Trustees | Freedom of Expression

Brandeis won’t give honorary degree to Islam critic

BOSTON GLOBE   |  April 10, 2014 by Peter Schworm

Ayaan Hirsi Ali, a prominent advocate for women’s rights and an outspoken critic of Islam, denounced Brandeis University Wednesday for abruptly withdrawing its offer of an honorary degree, accusing the school of stifling free speech.

The Waltham university announced late Tuesday that it would not honor the Somali-born activist at its graduation ceremonies next month, voicing concern about her inflammatory statements, including that “violence is inherent in Islam.”

In a sharply worded response, Hirsi Ali assailed Brandeis officials Wednesday, saying they had bowed to critics who “simply wanted me to be silenced.”

“What was initially intended as an honor has now devolved into a moment of shaming,” she said in a statement. “Yet the slur on my reputation is not the worst aspect of this episode. More deplorable is that an institution set up on the basis of religious freedom should today so deeply betray its own founding principles.”

Facing public pressure on campus and beyond, Brandeis said late Tuesday it had rescinded its offer to Hirsi Ali, a week after announcing she would receive an honorary degree.

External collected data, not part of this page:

PR #797, opened 2022-03-16
Fixed minor issues in python interface for win

dkouzoup:
Suggestions for docmentation in https://docs.acados.org/python_interface/index.html:

- Step 5: path has changed from /getting_started/minimal_example_ocp.py to /getting_started/ocp/minimal_example_ocp.py
- Step 5: explicitly mention to run the example from _inside_ the folder since it imports 'common' using relative path

I still did not manage to run the example natively on windows (had to switch to WSL which works fine) due to other errors I could not fix. @FreyJo are you aware if this is even supported?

“We respect and appreciate her work to protect and defend the rights of women and girls throughout the world,” the university said in a statement. “That said, we cannot overlook certain of her past statements that are inconsistent with Brandeis University’s core values. For all concerned, we regret that we were not aware of these statements earlier.”

The college invited her to speak at another time.
But Hirsi Ali, a fellow at the Belfer Center for the Future of Diplomacy at the Kennedy School of Government at Harvard University, said that Brandeis had spent months planning for her to speak at commencement and that it was “scarcely credible” they were unaware of her public record.

“I assumed that Brandeis intended to honor me for my work as a defender of the rights of women against abuses that are often religious in origin,” she said.

The controversy, the latest in a long tradition of campus disputes over the suitability of graduation speakers and honorees, drew strong reactions on both sides. Critics of Hirsi Ali praised the university’s decision; others said it was a surrender to political correctness.

“Brandeis has violated the university’s fundamental commitment to academic freedom and responsibility,” said Anne Neal, president of the American Council of Trustees and Alumni, a higher education group dedicated to academic freedom. “Disinviting a controversial figure for fear of student backlash and upset sensitivities sends a perverse message that a college education must never dare offend.”

Hirsi Ali, a former member of the Dutch Parliament who has spoken out against female genital mutilation and honor killings, is known as a defender of women’s rights in Islamic societies.

She has come under criticism for remarks about Islam. In a 2007 interview with Reason magazine, Hirsi Ali was quoted as saying “there is no moderate Islam” and that Islam needed to be defeated.

“Once it’s defeated, it can mutate into something peaceful,” she said. “It’s very difficult to even talk about peace now. They’re not interested in peace.”

That same year, she told the London Evening Standard that Islam is “the new fascism.”

She also characterized Islam as “a destructive, nihilistic cult of death.” she was quoted as saying, “It legitimates murder.”

Her selection by Brandeis sparked an outcry by students, faculty, and national advocacy groups such as the Council on American-Islamic Relations.

“We believe offering such an award to a promoter of religious prejudice such as Ali is equivalent to promoting the work of white supremacists and anti-Semites,” the group stated.

An online petition signed by students and other critics condemned Hirsi Ali’s “extreme Islamophobic beliefs.”

Hirsi Ali said she was completely shocked when Brandeis president Frederick Lawrence told her the university was rescinding its offer, just a few hours before making the decision public. She rejected the university’s invitation to discuss such issues on campus, saying she did not wish to participate in “one-sided dialogue.”